As the gold bear market continues, the precious metal suffered a battering in speculative trading last week, breaking through the $1,100-an-ounce support level. Bullions ($1.7bn to be precise) melted away in a matter of minutes on futures exchanges in the US and Shanghai whilst Europe slept last Sunday, with the sell-off continuing through the week. The gold price has dropped -42% since its market peak in 2011, after investors flooded into the “safe haven” post financial-crisis. With a positive outlook for global growth, a rapidly strengthening dollar and hawkish statements from the Fed, investors are seeking returns from other asset classes. Perhaps the biggest mover of the market though, came from the People’s Bank of China declaring its current gold holdings were much less than analysts expected. Gold investors can no longer sit in their gilded cages as the price of this asset moves towards record lows.
Tuesday, July 28, 2015
Tuesday, July 21, 2015
The first half of the year has been good to oil producers as WTI rallied 11%, after falling 47% over the course of 2014. However, the rollercoaster ride in oil isn’t over yet. Despite some signs of correction, supply continues to flood the market. Saudi Arabia produced crude oil at a rate of 10.5m barrels per day in June, its highest in recorded history (since 1962).

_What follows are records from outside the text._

PR #5020, opened 2025-05-30
fix: allowing sorting Contract Definitions by creation date

### LINKED ISSUE #4921: Fix allowing sorting Contract Definitions by creation date
# Bug Report

## Describe the Bug

Enable retrieving Contract Definitions sorted by their creation date.

### Expected Behavior

We should be able to sort Contract Definitions by their creation date, similar to what is seen with other entities (like assets and policies).

### Observed Behavior

Currently is not possible to sort Contract Definitions based on their creation time.

## Steps to Reproduce

Perform the GET Contract Definitions request

```/v3/contractdefinitions/request```

With a sorting order defined in the body, like

```
{
 "@context": {},
 "@type": "QuerySpecDto",
 "https://w3id.org/edc/v0.0.1/ns/offset": 0,
 "https://w3id.org/edc/v0.0.1/ns/limit": 50,
 "sortField": "createdAt",
 "sortOrder": "DESC"
}
```

It will return a 5XX.

## Context Information

Keep in mind that workaround to use the createdAt value from response is not possible at the meantime since this value is not in the response, as explained [here](https://github.com/eclipse-edc/Connector/issues/4895).

## Possible Implementation

add the creation date mapping in [here](https://github.com/eclipse-edc/Connector/blob/c0e67c6bc46ea41cbf2ac1971304a155af12d2f4/extensions/control-plane/store/sql/contract-definition-store-sql/src/main/java/org/eclipse/edc/connector/controlplane/store/sql/contractdefinition/schema/postgres/ContractDefinitionMapping.java#L27) like so

```
add("createdAt", statements.getCreatedAtColumn());
```

similar to what is seen in other Entities, like [Assets](https://github.com/eclipse-edc/Connector/blob/c0e67c6bc46ea41cbf2ac1971304a155af12d2f4/extensions/control-plane/store/sql/asset-index-sql/src/main/java/org/eclipse/edc/connector/controlplane/store/sql/assetindex/schema/postgres/AssetMapping.java#L37).

## Further notes

This issue was created as a bug since this may not be intended behavior. If is intended, we could propose changing the 5XX http status response to a 4XX.

## Detailed Description

The following are additional elements to show that storing in the db is working as expected and may help explain the proposed fix as well.

Image

Image

### PR DESCRIPTION
**Pull request by bmg13**
## What this PR changes/adds

Include fix to enable retrieving Contract Definitions sorted by their creation date. Simply updated the mapping for this entity.

## Why it does that

We should be able to sort Contract Definitions by their creation date, similar to what is seen with other entities (like assets and policies).

## Linked Issue(s)

Closes #4921

### CODE REVIEW

File: extensions/control-plane/store/sql/contract-definition-store-sql/src/main/java/org/eclipse/edc/connector/controlplane/store/sql/contractdefinition/schema/postgres/ContractDefinitionMapping.java [hunk 1]
```diff
@@ -26,6 +26,7 @@
 public class ContractDefinitionMapping extends TranslationMapping {
     public ContractDefinitionMapping(ContractDefinitionStatements statements) {
         add("id", statements.getIdColumn());
+        add("createdAt", statements.getCreatedAtColumn());
```
paullatzelsperger, line 29: there should be a test for this.

bmg13: Updated/Adde tests regarding ContractDefinition's createdAt, but no UT related with that specific block, since similar mappings do not seem to have them. Would you propose to create a ContractDefinitionMappingTest?

rafaelmag110: The tests you provided do not represent the behavior that you described as failing in the attached issue. Please write a test that checks if the result of a contract definition api request is correctly ordered by creation date, when the request has a query spec contains such an ordering criteria.

bmg13: [Added suggested test](https://github.com/eclipse-edc/Connector/pull/5020/files#diff-1a7f691e4113c74f4d4c1ac3eb2e6bb7ea43a6efe5a4ea6f8db14add0b710f8bR15). Keep in mind that the `createdAt` field is not returned, so I enforced the result extraction as a list to keep the order and validate it with the return ids.

system-tests/management-api/management-api-test-runner/src/test/java/org/eclipse/edc/test/e2e/managementapi/ContractDefinitionApiEndToEndTest.java
```diff
@@ -117,6 +122,47 @@ void queryPolicyDefinitionWithSimplePrivateProperties(ManagementEndToEndTestCont
...
 
+        @Test
+        void queryContractDefinitions_sortByCreatedDate(ManagementEndToEndTestContext context, ContractDefinitionStore store) throws JsonProcessingException {
+            var id1 = UUID.randomUUID().toString();
+            var id2 = UUID.randomUUID().toString();
+            var id3 = UUID.randomUUID().toString();
+            var ids = List.of(id1, id2, id3);
+            for (String id : ids) {
+                store.save(createContractDefinition(id).build());
+            }
```
ndr-brt:
```suggestion
            Stream.of(id1, id2, id3).forEach(id -> store.save(createContractDefinition(id).build()));
```

ndr-brt (approved):

system-tests/management-api/management-api-test-runner/src/test/java/org/eclipse/edc/test/e2e/managementapi/ContractDefinitionApiEndToEndTest.java
bmg13: Added as suggested in [here](https://github.com/eclipse-edc/Connector/pull/5020/commits/c957151641957e582f4062b08a6bc982c9c2f68d).
Updated to nanoTime since test was failing in mem due to two entries having the same creation time in milli.

system-tests/management-api/management-api-test-runner/src/test/java/org/eclipse/edc/test/e2e/managementapi/ContractDefinitionApiEndToEndTest.java
```diff
@@ -117,6 +123,44 @@ void queryPolicyDefinitionWithSimplePrivateProperties(ManagementEndToEndTestCont
                     .body("size()", is(0));
         }
 
+        @Test
+        void queryContractDefinitions_sortByCreatedDate(ManagementEndToEndTestContext context, ContractDefinitionStore store) throws JsonProcessingException {
+            var id1 = UUID.randomUUID().toString();
+            var id2 = UUID.randomUUID().toString();
+            var id3 = UUID.randomUUID().toString();
+            Stream.of(id1, id2, id3).forEach(id -> store.save(createContractDefinition(id).createdAt(System.nanoTime()).build()));
```
jimmarino: Please don't do this. Start with a time and then increment using an offset so it is deterministic.

bmg13: followed suggestion, changed in [here](https://github.com/eclipse-edc/Connector/pull/5020/commits/c3f9e1c1af293a64c0baf500468a85894078da20).

system-tests/management-api/management-api-test-runner/src/test/java/org/eclipse/edc/test/e2e/managementapi/ContractDefinitionApiEndToEndTest.java
```diff
@@ -128,7 +129,9 @@ void queryContractDefinitions_sortByCreatedDate(ManagementEndToEndTestContext co
             var id1 = UUID.randomUUID().toString();
             var id2 = UUID.randomUUID().toString();
             var id3 = UUID.randomUUID().toString();
-            Stream.of(id1, id2, id3).forEach(id -> store.save(createContractDefinition(id).createdAt(System.nanoTime()).build()));
+            var createdAtTime = 1000L;
+            var increment = new AtomicInteger(0);
+            Stream.of(id1, id2, id3).forEach(id -> store.save(createContractDefinition(id).createdAt(createdAtTime + increment.getAndIncrement()).build()));
```
jimmarino: Why not use an AtomicLong and have it as one operation?

bmg13: You're right, simplified in [here](https://github.com/eclipse-edc/Connector/pull/5020/commits/6456ff3bb6f83601510048370d2714072ec27f8c).

spi/control-plane/contract-spi/src/testFixtures/java/org/eclipse/edc/connector/controlplane/contract/spi/testfixtures/offer/store/ContractDefinitionStoreTestBase.java
```diff
@@ -393,6 +393,16 @@ void verifySorting() {
             assertThat(getContractDefinitionStore().findAll(QuerySpec.Builder.newInstance().sortField("id").sortOrder(SortOrder.DESC).build())).hasSize(10).isSortedAccordingTo((c1, c2) -> c2.getId().compareTo(c1.getId()));
         }
 
+        @Test
+        void verifySortingCreatedAt() {
+            IntStream.range(0, 10).mapToObj(i -> createContractDefinition("id" + i)).forEach(getContractDefinitionStore()::save);
+
+            var querySpec = QuerySpec.Builder.newInstance().sortField("createdAt");
+
+            assertThat(getContractDefinitionStore().findAll(querySpec.sortOrder(SortOrder.ASC).build())).isSortedAccordingTo(Comparator.comparing(ContractDefinition::getCreatedAt));
```
jimmarino: Please format this so the method calls appear on subsequent lines - it makes it easier to read

system-tests/management-api/management-api-test-runner/src/test/java/org/eclipse/edc/test/e2e/managementapi/ContractDefinitionApiEndToEndTest.java
```diff
@@ -117,6 +124,45 @@ void queryPolicyDefinitionWithSimplePrivateProperties(ManagementEndToEndTestCont
                     .body("size()", is(0));
         }
 
+        @Test
+        void queryContractDefinitions_sortByCreatedDate(ManagementEndToEndTestContext context, ContractDefinitionStore store) throws JsonProcessingException {
```
jimmarino, line 126: Why are you doing this in an end-to-end test? This should be verified by individual unit tests and an integration test for Postgres. End-to-end tests should only verify complete codepaths and should not be used to verify individual functionality.

jimmarino (changes requested):

system-tests/management-api/management-api-test-runner/src/test/java/org/eclipse/edc/test/e2e/managementapi/ContractDefinitionApiEndToEndTest.java
bmg13: My reasoning is due to the raised issue was not having the ordered response and with this test that can be confirmed, being a `PostgresqlIntegrationTest`.
Similar to what found in [here](https://github.com/eclipse-edc/Connector/blob/52695d04658deee841a391c757e59c5567296bd6/system-tests/management-api/management-api-test-runner/src/test/java/org/eclipse/edc/test/e2e/managementapi/TransferProcessApiEndToEndTest.java#L234) for `TransferProcess`s.
If the end result was just the existence of a field, it would not make much sense, but having the order on the final response I believe it adds value.
What if I update this test to be `queryContractDefinitions_withQuerySpec` since it is broader and is not currently covered?

spi/control-plane/contract-spi/src/testFixtures/java/org/eclipse/edc/connector/controlplane/contract/spi/testfixtures/offer/store/ContractDefinitionStoreTestBase.java
bmg13: Done in [here](https://github.com/eclipse-edc/Connector/pull/5020/commits/52d6903a82f7618356110f8ba22bfc942b03bc25).

ndr-brt:
@jimmarino could you review it again? I'd be ready to merge this

system-tests/management-api/management-api-test-runner/src/test/java/org/eclipse/edc/test/e2e/managementapi/ContractDefinitionApiEndToEndTest.java
jimmarino: I see `verifySortingCreatedAt` covers the case for all store implementations. I don't understand the comment:

>What if I update this test to be queryContractDefinitions_withQuerySpec since it is broader and is not currently covered?

Is this test intended to verify that ordering is preserved end-to-end, or does it do something else?

system-tests/management-api/management-api-test-runner/src/test/java/org/eclipse/edc/test/e2e/managementapi/ContractDefinitionApiEndToEndTest.java
```diff
@@ -117,6 +124,45 @@ void queryPolicyDefinitionWithSimplePrivateProperties(ManagementEndToEndTestCont
...
+            var id1 = UUID.randomUUID().toString();
+            var id2 = UUID.randomUUID().toString();
+            var id3 = UUID.randomUUID().toString();
+            var createdAtTime = new AtomicLong(1000L);
+            Stream.of(id1, id2, id3).forEach(id -> store.save(createContractDefinition(id).createdAt(createdAtTime.getAndIncrement()).build()));
+
+            var content = """
```
jimmarino: Why is a JSON string created and parsed into a query object like this. The query object should be created in code directly.

jimmarino (changes requested):

system-tests/management-api/management-api-test-runner/src/test/java/org/eclipse/edc/test/e2e/managementapi/ContractDefinitionApiEndToEndTest.java
bmg13: This test is for the ordering only.

system-tests/management-api/management-api-test-runner/src/test/java/org/eclipse/edc/test/e2e/managementapi/ContractDefinitionApiEndToEndTest.java
bmg13: this was based on existing testing for timestamp sorting, like [this](https://github.com/eclipse-edc/Connector/blob/52695d04658deee841a391c757e59c5567296bd6/system-tests/management-api/management-api-test-runner/src/test/java/org/eclipse/edc/test/e2e/managementapi/TransferProcessApiEndToEndTest.java#L234) one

Last week’s deal with Iran is likely to add yet more fuel to an already oversupplied fire in the coming quarters. Lower oil prices will hurt producers, but, on the whole, the global economy continues to benefit from these lower energy costs. Hold on tight through the turbulent times ahead.
Tuesday, July 14, 2015
Wimbledon marks the start of the British summer but as the weather heats up, the UK economy is cooling off. In the Summer Budget 2015 last week, George Osborne introduced various supply-side measures including a Living Wage Premium, which could encourage corporates to improve their labour productivity. In response, the UK Office for Budget Responsibility revised its forecast for unemployment back up to 5.4% (after revising it downwards to 5.3% in the March Budget). But this downward revision stems partly from the anticipated increase in productivity - the forecasted average for 2015-2019 was revised upwards by 0.1%. The key to economic recovery in the UK is the return of productivity growth to a sustainable level. When, or rather if, output per worker returns to its pre-crisis trend is difficult to predict. Yet if achieved, game, set and match.
Monday, July 6, 2015
In recent weeks the Chinese stock market has hit the headlines for all the wrong reasons. Major indices have fallen significantly, with the shanghai composite, for example, is now down over 20% from its recent peak. Such was the scale of the run up, key indices of Chinese equities remain up by double since the start of the year. But where to now? Although there were pauses on the way up, history suggests that now the tide has turned, further downside awaits. This latest evolution in share prices bears a striking resemblance to the rally in Chinese equities that started in 2007 and lasted throughout that year. The similarities are so great that the correlation between the two series is almost prefect. Buyer beware.